4. 戦略_Strategy(簡単な要約)
戦略は特徴的で首尾一貫した価値提案を組み上げ、標的市場に送り届ける際に用いる接着剤のようなものである。「競合他社に対して独自の優位性を持たない企業は存在する理由がない」と警告されたりなどもしている。自社の戦略が競合他社と同じものだとしたら、戦略を持っていないことになる。
ハーバード大学マイケル・ポーター(Michael Porter)はオペレーションの卓越性と戦略的ポジショニングを明確に区別している。企業が本当に必要としているのは、他者と違うレースを走ることである。特定の顧客グループや特定のニーズを標的とし、独特のベネフィットを提供している企業は、戦略を持っていると言える。
企業は以下の三つの条件を満たした時、独自の戦略を持ったと言える。

1) 標的市場と標的ニーズを定義した(価値標的; Value Target)
2) 当該市場に向けた、明確な特徴を持つ魅力的な価値提案を策定した(価値提案; Value Proposition)
3) 価値提案の内容を標的市場に提供するために、独自の供給ネットワークを整備した(価値ネットワーク; Value Network)

独自の戦略を打ち立てた企業は、コスト削減や値上げ、あるいはその両方を同時に実現することができる。競合他社が次第に似通い、価格競争を余儀なくされていくのに対し、戦略的ポジショニングを確立した企業は独自路線を歩み、流血戦を回避していくのである。
戦略を策定するにあたって最も有効なルールは、標的市場が何を好み、何を欲しがっているかを調べること、そして標的市場が何を嫌い、何を不要だと考えているかを調べることである。
「戦略は象牙の塔の無菌室の中ではなく、市場という泥土の中から芽生えて来なければならない」。
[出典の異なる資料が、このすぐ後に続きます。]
Issue #1097, opened 2016-06-16
Graceful fail when cache index cannot be loaded


jgosmann:
Nengo raises an exception when the cache index cannot be read, but should handle this case graceful.

Here is a backtrace from a particular case where an incomplete index was written due to interrupting the process:
```
---------------------------------------------------------------------------
EOFError                                  Traceback (most recent call last)
<ipython-input-3-0f9dc08c14fc> in <module>()
----> 1 with nengo.Simulator(model) as sim:
      2     pass

/home/jgosmann/Documents/projects/nengo/nengo/simulator.pyc in __init__(self, network, dt, seed, model, shrink_cache)
    130             cache = model.decoder_cache
    131 
--> 132         with cache:
    133             if model is None:
    134                 dt = float(dt)  # make sure it's a float (for division

/home/jgosmann/Documents/projects/nengo/nengo/cache.pyc in __enter__(self)
    199             self._remove_legacy_files()
    200             self._index = CacheIndex(os.path.join(self.cache_dir, self._INDEX))
--> 201             self._index.__enter__()
    202         except TimeoutError:
    203             warnings.warn(

/home/jgosmann/Documents/projects/nengo/nengo/cache.pyc in __enter__(self)
    108     def __enter__(self):
    109         with self._lock:
--> 110             self._index = self._load_index()
    111         return self
    112 

/home/jgosmann/Documents/projects/nengo/nengo/cache.pyc in _load_index(self)
    118         try:
    119             with open(self.filename, 'rb') as f:
--> 120                 return pickle.load(f)
    121         except IOError as err:
    122             if err.errno == errno.ENOENT:

EOFError:
```

Besides handling an error on read graceful, it might also be good to do the writing in a more atomic way (e.g. write to a different file first and than rename the file; keep in mind that the files have to be on the same file system for this to be atomic and work without copying data).

tbekolay:
This is currently in the 2.1.1 milestone. How close are you to a fix @jgosmann? Do you want me to attempt to fix this or should we punt to 2.2.0?

jgosmann:
I haven't looked at this at all yet. It would probably be nice to at least fail gracefully and recreate the index if it can't be loaded in 2.1.1 (or have a 2.1.2 release). Writing the index in a safer way could probably put of to 2.2.0, but might actually be not that complicated to implement.

jgosmann:
If you want to take a stab at it, go ahead.

tbekolay:
[...]

PR #1107, opened 2016-06-23
Make writing of cache index atomic.

jgosmann:
**Description:**
 
Make writing of cache index atomic.

If the process is killed while writing the cache index pickle, we can't load it anymore and thus lose all index information. Thus, we write it to another file first, so we still have the old index in case the process gets killed. Once we're done writing we rename the file (which should be atomic on most file systems and operating systems, but will at least be a much faster operation reducing the likelihood of ending up with an invalid index).

**Motivation and context:**

Adresses #1097.

Besides this we should make sure that the cache fails gracefully if the index cannot be read.

**How has this been tested?**

Tests still pass. The atomicity of the operation is hard to test as it is an implementation detail.

Should be obvious, it's just a two line change ...

**Types of changes:**

**Checklist:**

- [x] I have updated the documentation accordingly. (No changes necessary.)

**Still to do:**

If the process is killed while writing the pickle, we can't load it
anymore and thus lose all index information. Thus, we write it to
another file first, so we still have the old index in case the process
gets killed. Once we're done writing we rename the file (which should
be atomic on most file systems and operating systems, but will at least
be a much faster operation reducing the likelihood of ending up with
an invalid index).

Addresses #1097.

### DIFF
--- a/nengo/cache.py
+++ b/nengo/cache.py
@@ -16,7 +16,7 @@ from nengo.exceptions import FingerprintError, TimeoutError
 from nengo.rc import rc
 from nengo.utils import nco
 from nengo.utils.cache import byte_align, bytes2human, human2bytes
-from nengo.utils.compat import is_string, pickle, PY2
+from nengo.utils.compat import is_string, pickle, replace, PY2
 from nengo.utils.lock import FileLock
 
 logger = logging.getLogger(__name__)
@@ -133,11 +133,12 @@ class CacheIndex(object):
                 for key in self._deletes:
                     del self._index[key]
 
-                with open(self.filename, 'wb') as f:
+                with open(self.filename + '.part', 'wb') as f:
                     pickle.dump(
                         {k: v for k, v in self._index.items()
                          if v[0] not in self._removed_files},
                         f, pickle.HIGHEST_PROTOCOL)
+                replace(self.filename + '.part', self.filename)
         except TimeoutError:
             warnings.warn(
                 "Decoder cache index could not acquire lock. "
--- a/nengo/utils/compat.py
+++ b/nengo/utils/compat.py
@@ -1,6 +1,8 @@
 from __future__ import absolute_import
 
 import collections
+import os
+import subprocess
 import sys
 
 import numpy as np
@@ -30,6 +32,28 @@ if PY2:
         assert isinstance(s, bytes)
         return s
 
+    if sys.platform.startswith('win'):
+
+        def replace(src, dst):
+            # The Windows implementation of replace calls out to the shell
+            # to do 'move /Y src dst' due to an odd bug in 32-bit versions
+            # of Python 2.7. See https://github.com/nengo/nengo/pull/1107
+            # for the bizarre details.
+            with open(os.devnull, 'w') as devnull:
+                subprocess.check_call(["move", "/Y", src, dst],
+                                      shell=True,
+                                      stdout=devnull,
+                                      stderr=devnull)
+
+    else:
+
+        def replace(src, dst):
+            try:
+                os.rename(src, dst)
+            except OSError:
+                os.remove(dst)
+                os.rename(src, dst)
+
     class TextIO(StringIO):
         def write(self, data):
             if not isinstance(data, unicode):
@@ -53,6 +77,7 @@ else:
     import pickle
     import configparser
     from io import StringIO
+    from os import replace
     TextIO = StringIO
     string_types = (str,)
     int_types = (int,)
--- a/CHANGES.rst
+++ b/CHANGES.rst
@@ -38,6 +38,10 @@ Release History
 
 **Bug fixes**
 
+- Fixed some situations where the cache index becomes corrupt by
+  writing the updated cache index atomically (in most cases).
+  (`#1097 <https://github.com/nengo/nengo/issues/1097>`_,
+  `#1107 <https://github.com/nengo/nengo/pull/1107>`_)
 - The synapse methods ``filt`` and ``filtfilt`` now support lists as input.
   (`#1123 <https://github.com/nengo/nengo/pull/1123>`_)
 
--- a/nengo/utils/lock.py
+++ b/nengo/utils/lock.py
@@ -33,7 +33,7 @@ class FileLock(object):
     def release(self):
         if self._fd is not None:
             os.close(self._fd)
-            os.unlink(self.filename)
+            os.remove(self.filename)
             self._fd = None
 
     @property


nengo/cache.py
```diff
@@ -133,11 +133,12 @@ def sync(self):
                 for key in self._deletes:
                     del self._index[key]
 
-                with open(self.filename, 'wb') as f:
+                with open(self.filename + '.part', 'wb') as f:
                     pickle.dump(
                         {k: v for k, v in self._index.items()
                          if v[0] not in self._removed_files},
                         f, pickle.HIGHEST_PROTOCOL)
+                os.rename(self.filename + '.part', self.filename)
```
hunse: Is `self.filename` guaranteed not to exist? That's the only flaw I can see in this implementation. In Unix, the rename will overwrite, but on Windows it won't ([reference](http://stackoverflow.com/questions/8107352/force-overwrite-in-os-rename)).

jgosmann: Can we finally drop support for Windows? It's so annoying. 😠

jgosmann: I made a fixup commit to handle this correctly on Windows.

nengo/utils/compat.py
```diff
@@ -30,6 +32,13 @@ def ensure_bytes(s):
         assert isinstance(s, bytes)
         return s
 
+    def replace(src, dst):
```
tbekolay: Why not use `shutil.move`? It's part of the standard library and does something similar but perhaps more robust...

jgosmann: Because `shutil.move` [depends on `os.rename` semantics](https://docs.python.org/2/library/shutil.html#shutil.move) and thus does not solve any of the problems. `os.replace` provides the correct semantics, but only exists in Python 3.3 and newer.

nengo/utils/compat.py
```diff
@@ -30,6 +32,13 @@ def ensure_bytes(s):
...
+        try:
+            os.rename(src, dst)
+        except OSError:  # Will be raised on Windows if dst exists
+            os.unlink(dst)
```
hunse: Since `os.rename` is identical, and a much clearer name IMO, can we use that?

jgosmann: It is not identical depending on the OS. [`os.replace`](https://docs.python.org/3/library/os.html#os.replace) is identical and the name implies that an existing file might be overwritten.

nengo/utils/compat.py
hunse: Yeah, looking at the `shutil.move` source, it actually does a copy in the case of OSError on rename, and then deletes the source. The copy function they use will actually overwrite I think, but it seems like some extra work to copy the file. So I'd probably just go with this, unless there's a clear way in which `shutil.move` is more robust.

nengo/utils/compat.py
tbekolay: I think he meant `os.remove`.

hunse: The [docs say it's identical](https://docs.python.org/2/library/os.html#os.remove).

jgosmann: I don't care either way. I'm used to the Unix/Posix API which is why I tend to use `unlink`.

hunse: Oh, sorry, I misspoke in my original comment. I meant we should use `os.remove` instead of `os.unlink`.

tbekolay:
For whatever reason, I tracked down the commit in CPython that added `os.replace`: https://github.com/python/cpython/commit/c64442f7ec661e08c6c8d8351ce38eb8be893ab6

It's in C so I'm satisfied with reimplementing this in Python 2 and using it in Python 3.

jgosmann:
Does this need a changelog entry?

hunse:
I would add one as a bugfix, yes.

hunse:
Actually, if we're not adding a changelog entry for #1110, then we probably don't need one here either. So I think it's fine as-is, except for that one test that's failing.

Also, before we merge this, I think we should rebase and re-run all the tests (though don't we always...) since there might be interactions with #1110.

jgosmann:
Is there a way to restart the AppVeyor build?

tbekolay:
Restarted; if you log in with your Github account you should be able to link to the nengo dev user which can restart builds... I think?

Seanny123:
After extensive searching I have determined that it is not possible to restart an appveyor branch. At least not from the type of account Jan and I have. Consequently, should this be rebased to see if the tests pass? And then we can continue with the review?

jgosmann:
Rebase has to be done sooner or later anyways. @tbekolay you're assigned to this, do you want to do the rebase? Or do you want to reassign this to me and let me handle it?

tbekolay:
I'm looking at this now, so I'll do the rebase if you don't mind.

tbekolay:
Rebased, but kept the fixup and squash commits for the time being. I reworded the changelog message in 03d91d7c9b4a161f212942 (was easier to do in the rebase, sorry). The appveyor build still [fails in Python 2](https://ci.appveyor.com/project/nengo/nengo/build/1.0.574/job/3yp6j584deow5rhf) (but succeeds in [Python 3](https://ci.appveyor.com/project/nengo/nengo/build/1.0.574/job/t2k32k4tk6fh7qp7)).

jgosmann:
Can we drop Windows support? :rage:

tbekolay:
> Can we drop Windows support?

[Nope](https://www.netmarketshare.com/operating-system-market-share.aspx?qprid=10&qpcustomd=0&qpf=1)!

tbekolay:
@jgosmann I can fire up Windows to try to debug this if you want?

jgosmann:
Sure.

tbekolay:
Alright... that was legit one of the most annoying bugs I've attempted to fix in some time. But, I think I came up with a solution (ad4ae7d14e9038e79e66). Works locally, and it seems to work in [appveyor too](https://ci.appveyor.com/project/nengo/nengo/build/1.0.582/job/wqkgruvndkrx3y7j)!

Explanation of the bug and fix:

In 32-bit Python 2.7 (but not 2.7 64-bit, and not 32-bit 3.5) there was an issue when doing `replace(src='index.part', dst='index')` (but the absolute path versions of those). When trying to the `replace` in 32-bit 2.7, this is what I was getting while debugging:

```python
>>> root = os.path.dirname(dst)
>>> os.listdir(root)
['d6', 'index', 'index.part', 'legacy.txt']
>>> os.path.isfile(src)
False
>>> os.path.isfile(dst)
False
>>> src == os.path.join(root, 'index.part')
True
>>> dst == os.path.join(root, 'index')
True
```
So yeah, `os.listdir` says that those files are there. `os.path.isfile` says that those files are _not_ there. Other functions like `os.stat` and `os.remove` use the same machinery as `os.path.isfile`, so they were failing to remove the files that did indeed exist (as verified in the terminal; you could `cat` the contents and whatnot, so they were legitimately there).

I have a guess as to the underlying issue, but I haven't verified it... at first, I thought it might be the Windows 260 character path limit, but quickly dismissed that as the paths were only around 100 characters. A bit of searching led me to the fact that Windows will sometimes give you a different path than you actually requested. The most common example is that if you try to access `C:\Windows\SysWOW64` in a 32-bit process, it will give you `C:\Windows\System32` (and vice versa in 64-bit) whether you like it or not. I think that a similar thing is happening with getting temporary directory, as it might be the case that in 64-bit Windows you get a different path for `%TEMP%` as in 32-bits, and Windows will automatically (and without telling you) switch the paths if you try to get them.

That's just a guess though, I don't know if that's actually the case. What I do know is that it works in the terminal, so while debugging I tried calling out to the shell to do the dirty work for me.

```python
>>> import subprocess
>>> subprocess.call(["dir", root])
 Volume in drive C has no label.                                
 Volume Serial Number is 45F3-4A7A                              
                                                                
 Directory of C:\tmp\pytest-of-tbekolay\pytest-7\test_dec_cache 
                                                                
07/27/2016  11:13 PM    <DIR>          .                        
07/27/2016  11:13 PM    <DIR>          ..                       
07/27/2016  11:13 PM    <DIR>          24                       
07/27/2016  11:13 PM    <DIR>          44                       
07/27/2016  11:13 PM               151 index                    
07/27/2016  11:13 PM               151 index.part              
07/27/2016  11:12 PM                 5 legacy.txt               
               3 File(s)            307 bytes                   
               4 Dir(s)  19,363,864,576 bytes free              
>>> subprocess.call(["move", "/Y", src, dst])
        1 file(s) moved.
```

So I cleaned that up a bit, and made `replace` call out to the shell in Windows in Python 2. Which seems to work!

jgosmann:
😩 wtf

Seanny123:
Would this be worth rporting as a bug to someone?

tbekolay:
> Would this be worth rporting as a bug to someone?

Since it works in 32-bit Python 3.5 it is likely that a similar bug has been reported and fixed. Also figuring out the root cause will probably take a while... though yeah, I guess Python 2.7 is still supported for the time being, so if we could find the root cause it would be worth reporting.

nengo/utils/compat.py
```diff
@@ -1,6 +1,9 @@
 from __future__ import absolute_import
 
 import collections
+import errno
```
hunse: I don't think we're using this anymore, so can probably get rid of it.

nengo/utils/compat.py
```diff
@@ -30,6 +33,24 @@ def ensure_bytes(s):
         assert isinstance(s, bytes)
         return s
 
+    if sys.platform.startswith('win'):
+
+        def replace(src, dst):
```
hunse: Maybe add a comment here briefly describing why this is necessary. Might be worth referencing this PR, too, so it's easy to find the full explanation.

tbekolay: Good call, I'll add it in.

tbekolay:
Added @hunse's requested changes; this PR LGTM with all that. Up for second review now. @hunse does this look good to you now?

hunse:
Yep, looks good.

tbekolay:
Cool, I'll merge :+1: :octopus:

戦略は特徴、デザイン、品質、サービス、コストを統合した独自性のあるものでなければならない。競合他社が長い年月と莫大なコストを投じなければ反撃できないような、優位性の高い市場ポジションを確保できなければ他社のうらやむ戦略を立てられたことになる。


5. 感想・まとめ
#19では販売(Selling)、サービス(Service)、スポンサーシップ(Sponsorship)、戦略(Strategy)について取り扱いました。興味深かったのは戦略に関してです。この辺はポーターの競争戦略などでも取り扱われており、改めて確認すると興味深い内容でした。また、スポンサーシップの記述はこれまであまり意識したことのない点だったので、こちらも非常に参考になりました。
#20では「成功と失敗」以降について取り扱って行きます。